Comme beaucoup de ses compagnons qui ont été aux avant-postes au front de guerre, l’histoire officielle ne dit pas grand-chose sur cet historique.
Depuis l’annonce de son décès, Hocine Ait Ahmed, sa vie, son parcours et ses idées sont scrupuleusement passés au crible par les générations. Pour savoir ce que connaissent les moins de 20 ans sur ce grand homme, nous nous sommes joints à leurs discussions et nous leur avons même posé des questions.
En fait, sa grandeur fait l’unanimité parmi cette catégorie de jeunes nés en majorité après l’an 2000. «Je ne le connais pas. J’ai toujours entendu mon père parler de lui. Tout ce que je sais de lui, je l’ai appris depuis le jour de sa mort», affirme Samir, un jeune de Boudjima.
Beaucoup de jeunes affirmaient connaître son parcours mais s’étonnent de ne pas retrouver de traces d’Ait Ahmed dans les manuels scolaires. Comme beaucoup de ses compagnons qui ont été aux avant-postes au front de guerre, l’histoire officielle ne dit pas grand-chose. «Je ne connais de Hocine Ait Ahmed que ce qu’on m’a appris à l’école. Deux ou trois phrases seulement» regrette Karim, élève au lycée polyvalent de la ville de Tizi Ouzou qui accompagnait son père au siège du FFS de Tizi Ouzou par ces journées de vacances scolaires.

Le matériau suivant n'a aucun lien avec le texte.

PR #415, opened 2017-11-02
Disable rules with comments

MasseGuillaume:


scalafix-core/shared/src/main/scala/scalafix/internal/rule/RuleCtxImpl.scala
```diff
@@ -48,18 +51,28 @@ case class RuleCtxImpl(tree: Tree, config: ScalafixConfig) extends RuleCtx {
     logger.elem(values: _*)
   }
 
-  def printLintMessage(msg: LintMessage, owner: RuleName): Unit = {
+  def reportLintMessage(msg: LintMessage, owner: RuleName): Boolean = {
```
MasseGuillaume: Maybe we should just collect the message to be reported here (eg returning (Message, Positon, Severity, Escaped | Not Escaped) )

scalafix-tests/unit/src/test/scala/scalafix/tests/core/DisableRangeTest.scala
```diff
@@ -0,0 +1,65 @@
+package scalafix.tests.core
```
MasseGuillaume: Should I leave unit tests or scalafix-testkits are enough?

scalafix-core/shared/src/main/scala/scalafix/internal/patch/EscapeHatch.scala
```diff
@@ -0,0 +1,97 @@
...
+      anchors.sortBy(_.position.offset).grouped(2).toList.collect {
+        case List(FilterAnchor.Start(start, rules), FilterAnchor.End(end)) => {
+          CommentFilter(start, Some(end), rules)
+        }
+
+        case List(FilterAnchor.Start(start, rules)) => {
+          CommentFilter(start, None, rules)
+        }
+
+        case _ => sys.error("invalid anchors")
```
MasseGuillaume: This would fail with

```
Start a
Start b
```

scalafix-core/shared/src/main/scala/scalafix/internal/patch/EscapeHatch.scala
```diff
@@ -0,0 +1,97 @@
...
+}
+
+object FilterAnchor {
+  case class Start(position: PointPosition, rules: Set[String])
+      extends FilterAnchor
+  case class End(position: PointPosition) extends FilterAnchor
+}
+
+object EscapeHatch {
+  private val FilterAnchorStart = "scalafix:off (.*)".r
```
olafurpg: Can we can allow a space before and after: `" ?scalafix ?`

scalafix-core/shared/src/main/scala/scalafix/internal/patch/EscapeHatch.scala
```diff
@@ -0,0 +1,97 @@
...
+  private val FilterAnchorEnd = "scalafix:on".r
```
olafurpg: Is is possible to selectively enable a rule? `// scalafix:on Name`?

scalafix-core/shared/src/main/scala/scalafix/internal/patch/EscapeHatch.scala
olafurpg: Can we include the anchor in the message to help debug what went wrong?

olafurpg: We are inside a collect, why do we fail here?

En effet, les jeunes de moins de 20 ans ont soulevé un point très important, à savoir le manque de données sur l’homme dans les manuels scolaires algériens. Mais, en fait, bien qu’ils se posent la question, ils ne sont pas pour autant dupes.
«Je sais que les gens au pouvoir ne voulaient pas que les jeunes générations le connaissent. On se serait posé beaucoup de questions dérangeantes», ironise son camarade.
«Moi, je ne connais de lui que ce qui se dit dans les discussions politiques dans mon village. D’ailleurs, je ne savais pas qu’il était aussi important. Je le voyais comme tous les autres politiciens. C’est depuis le jour de sa mort que j’ai appris que Dda l’Hocine était un grand homme», reconnaît naïvement un autre jeune.
Les avis se suivent et le constat s’affirme de plus en plus. Hocine Aït Ahmed a été sciemment effacé des manuels scolaires. Les jeunes générations ne connaissent de lui que ce qui se dit dans la rue par les personnes intéressées par la politique. Et, quelle politique! «Mon Dieu, je ne savais pas ça. Tout ce que je sais, c’est qu’il a demandé l’intervention de sant’Egidio. Ça on me le dit à chaque fois qu’il y a des élections dans mon village», raconte un autre jeune dont la discussion révèle les dégâts qu’a occasionnés la campagne de dénigrement que Dda l’Hocine a subi de certains politiciens et médias.
«Moi, j’ai toujours débattu de lui avec mon père à la maison. A l’extérieur, mes amis disent du mal de lui alors que mon père à la maison disait le contraire. Même dans notre village, les gens qui font de la politique ne l’aiment pas et disent beaucoup de mal de lui. Quand je raconte à mon père ce qui se dit, il me répond que ceux qui disent du mal de lui ne le connaissent pas et qu’ils se font avoir par des politiciens qui ne lui arrivent pas à la cheville. Cela dit, même mon père ne m’a pas parlé de sa vie avant 1989», raconte un autre jeune d’un village d’Aghribs.
Des discussions qui révèlent la volonté d’effacer l’ombre de ce grand révolutionnaire qui a dédié toute sa vie à l’Algérie. Son exclusion des manuels scolaires a en effet favorisé le travail de dénigrement mené par ses détracteurs depuis l’indépendance et surtout depuis l’ouverture démocratique de 1988.
Enfin, la vie de Hocine Ait Ahmed rappelle un proverbe kabyle qui dit qu’«on ne peut briser une pierre avec un lopin de terre».